The last primitive is agent, providing independent, asynchronous and shared access to mutable state. Agents isolate state that can be dereferenced by threads for read access. Threads can also send actions (i.e. modifying functions) to an agent. The agent then executes incoming actions sequentially. Execution happens asynchronously in regard to the sender of the action, and execution is always guaranteed to run single-threaded per agent. The agent concept is different from the idea of an actor, as we will see soon. An agent executes incoming functions on its internal state. Hence, the sent functions define a behavior. An actor provide its own internal behavior and waits for handling incoming immutable messages.

Clojure forces developers to explicitly label mutable state. Otherwise, state cannot be modified at all. Only this makes Clojure applications more robust, as it prevents accidental and unintended mutability. It requires the developers to pick an appropriate concurrency primitive for state handling.

Avout is an external contribution to Clojure that provides a distributed MVCC STM implementation based on Apache ZooKeeper for coordination. It enables the usage of atom and ref primitives between multiple (remote) JVM instances.

A minimalistic, concurrent web application written in Clojure that returns the number of requests handled so far:

(ns counting.server
  (:use noir.core)
  (:require [noir.server :as server]))

(def counter (ref 0))

(defpage "/" []
	(dosync (commute counter inc))
    (str @counter))

(server/start 8080)

The previous listing provides a Clojure-based solution to our previous web application example. The solution takes advantage of the noir web framework, which in turn uses the jetty web server.

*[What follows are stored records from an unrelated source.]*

PR #6539, opened 2026-09-15
fix(amneziawg): wrap the relay port window instead of refusing ids past it

### LINKED ISSUE #6537: [Bug]: Error during creating amneziawg
### Describe the bug

Something went wrong (amneziawg: inbound id 70350 exceeds the relay port window (ids above 435 are not supported))

1. Open Inbound
2. Create amneziawg

### Expected behavior

_No response_

### Actual behavior

_No response_

### Relevant logs

```shell

```

### Screenshots

_No response_

### 3x-ui version

3.8.0

### Xray-core version

_No response_

Docker / Docker Compose

### Operating system

Debian 12

_No response_

_No response_

None

### Before submitting

BlindMaster24:
## Summary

The minimalistic application defines a counter of type ref and a registers a function for request handling. On each request, this functions executes an STM transaction within the dosync block. In this case, the commute operation is used, which increments the counter value transactionally. Usually, the alter method is used instead of commute. However, the increment operation is commutative, hence we might speed up the transaction execution when using commute. After the transaction has finished, the value of counter is dereferenced (@), converted into a string and returned as response. We deliberately dereference the value of the counter ref outside rather than inside the actual transaction, in order to demonstrate the possibility non-transactional read access to refs (this yields a short window in which the value might have already been changed by another request). Like in the previous Java example, it would be more elegant to use a Clojure atom instead, as the counter is the only variable to be modified.

STM for Concurrent Application Logic

Like in the previous lock-based approach, application servers using STM also map requests to threads. We have seen that this approach becomes increasingly inadequate, when I/O-bound operations dominate. STM does not provide a solution to this issue, in fact, it disallows I/O operations inside transactions at all. However, STM can support concurrent application logic, when state is shared in an application server. Depending on the type of application, application state may be sharded and isolated to several distinct servers (e.g. multiplayer games with small parties hosted on a distinct server), or it must be available for all application servers (e.g. instant message notifications in social web applications). In the latter case, distributed STM variants allow for distribution aspects. When the STM implementation provides mechanisms that are similar to condition variables, coordination between threads as part of transactions is also supported.

As a result, STM renders shared state inside application servers more manageable, thanks to the absence of explicit locking, but does not solve I/O-bound parallelization issues.